Alice Davison is a faculty member (emerita) in the Department of Linguistics at the University of Iowa. She received a PhD in Linguistics from the University of Chicago, and a BA in French and Latin from Bryn Mawr College. She has taught at the University of Iowa since 1989; before that, she spent a year at Cornell University with an NSF Visiting Professorship. She has also taught at Stony Brook University, University of Illinois CU, and University of Wisconsin.
Her research and teaching interests in linguistics include syntax, semantics, and pragmatics. Her first publications were on speech acts and pragmatics, and more recently on the syntactic structures of Hindi-Urdu (HU) and other South Asian languages from the perspective of Chomskyan universal grammar. Related to this topic are issues about how natural languages are similar at an abstract level, but differ in concrete expression. Hindi-Urdu is related as an Indo-European language, but differs from English in many ways. Features of HU include dative and ergative case on subjects, sentence-final verbs, correlative relative clauses, and complex agreement rules. She has taught courses on language typology and universal statements about human languages. For example, the position of the verb tends to determine other features of a sentence in a given language. She has been interested in learning about other formal or statistical approaches to natural languages, such as machine translation and tree banks for sentence structure parsing. She also wrote extensively about the misleading measures of text complexity underlying readability formulas.
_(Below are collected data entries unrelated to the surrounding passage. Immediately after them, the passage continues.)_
PR #1599, opened 2026-08-19
fix(kap140): add +0.5 rounding bias to hPa baro display to fix off-by-one truncation

jimishol:
### Summary of Changes
This PR fixes an off-by-one display issue on the KAP140 autopilot when toggling the altimeter setting to hPa display mode.

When setting the altimeter to a standard inHg equivalent reported by METAR (e.g., 29.88 inHg for Q1012), the internal hPa conversion yields fractional values (e.g., ~1011.85 hPa). 

Because the `textranslate` digit animations in `kap140.xml` / `kap140-fg1000.xml` perform implicit integer truncation (floor), setting 29.88 inHg displays as **1011 hPa** instead of rounding to the expected **1012 hPa** when toggling into hPa mode via long-press.

### Solution
- Added an expression with `<sum>` and `<value>0.5</value>` bias to the `baro-hpa` input in `kap140-proprules.xml`.
- This mirrors the existing logic used in the inHg branch (which scales by 1000 and adds `+5` bias for 0.01 resolution).
- Since `baro-hpa` operates on 1 hPa integer steps, adding `+0.5` shifts implicit floor truncation into proper half-up rounding to the nearest whole hPa integer.

### Testing
- Set BARO to 29.88 inHg in-sim and long-pressed to toggle hPa display mode.
- Confirmed the KAP140 now correctly displays **1012 hPa** instead of **1011 hPa**.


wlbragg:
@jimishol Thank you!

PR #1600, opened 2026-08-29
save.nas: Persist per-slot engine damage level across state saves and resumes

jimishol:
### Summary
This PR adds persistence for `/fdm/jsbsim/engine/damage-level` to `Nasal/save.nas` so that exact engine wear and tear is saved and restored on a per-slot basis.

### Problem
When saved state slots are restored, `/fdm/jsbsim/engine/damage-level` currently resets to `0`. As a result, any damage accumulated during a flight is lost upon resuming a slot, forcing every resumed session to start with a pristine engine and breaking persistent damage tracking across multiple flights.

### Verification / Test Workflow
1. Set the **Enable damage** option to `true`.
2. Manually set `/fdm/jsbsim/engine/damage-level` to `13` via the Property Tree.
3. Save the aircraft state to a slot and exit FlightGear.
4. Relaunch FlightGear: verify that `damage-level` correctly initializes to `13` via `<aircraft-data>`.
5. Resume the saved slot: verify that `damage-level` accurately preserves the slot's saved value (`13`) instead of resetting back to `0`.

### Changes
* **`save_state`**: Captures `/fdm/jsbsim/engine/damage-level` into `/save/damage-level`.
* **`resume_state`**: Zeroes `/fdm/jsbsim/engine/damage-level` immediately on resume start to prevent aircraft-data bleed-through, then restores the slot's saved value inside the delayed damage timer.


wlbragg:
@jimishol thank you for this. Obviously overlooked during save/resume development. I'll take a look soon and get it merged.

PR #20, opened 2020-06-16
Add web client to docker compose

mvandenburgh:
This PR adds the web client to the docker-compose configuration. nginx is used to serve static files and proxy requests to the backend when appropriate.


web/Dockerfile
```diff
@@ -0,0 +1,13 @@
+FROM node:lts-alpine as build-stage
+WORKDIR /app
+COPY package*.json ./
```
jbeezley, line 3: Probably should copy `yarn.lock` as well.

jbeezley:
This is great, thanks.

I'm seeing something that looks like css not being applied correctly.  Are you getting that as well, or is it just my build?  At a glance, I'm not sure what's causing it.  It almost looks like the vuetify css isn't loaded.

One other small thing.  Could you make sure to end files in a new line?  Sometimes programs don't read files correctly when that happens.  So it's good practice to configure your editor to do it.

mvandenburgh:
> I'm seeing something that looks like css not being applied correctly. Are you getting that as well, or is it just my build? At a glance, I'm not sure what's causing it. It almost looks like the vuetify css isn't loaded.

This should be fixed now. I didn't configure MIME types properly in nginx, which caused css to not be displayed. I just assumed the UI was still a work in progress when I saw that :)

> One other small thing. Could you make sure to end files in a new line? Sometimes programs don't read files correctly when that happens. So it's good practice to configure your editor to do it.

Ok, I added a new line to all the files I edited here.

jbeezley:
Looks good, thanks.

PR #29, opened 2020-07-09
Vuex, Typescript, Upgrade Vuetify, Vue router

subdavis:
Update stuff to latest versions, add some D&A boilerplate eslint config.


subdavis:
This isn't 100% functional, but it's a really solid foundation for the new feature work that has been requested (IMO).

This actually breaks faceted search left panel interactions because they're about to be rewritten and it wasn't worth the time to make them work in the old style.

PR #35, opened 2020-07-17
Add pipeline processing tables

jbeezley:
This is WIP until I get the final data files, but it seems to be working.


subdavis:
@jbeezley this broke docker-compose build

a "versions" directory is expected

```
backend_1  | FileNotFoundError: [Errno 2] No such file or directory: '/app/migrations/versions'
```

Maybe stick a `.gitignore` or a `README` in there to preserve the dir in git?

Her interest in computational linguistics started in graduate school with a course on mathematical linguistics. Since then, she has read books and articles about parsing and applications of computing to the characterization of natural languages. She has served on dissertation committees in the University of Iowa Department of Computer Sciences. She is most interested in the differences in perspective on natural language in linguistics and computer science, the main focus of the books she has reviewed for Computing Reviews.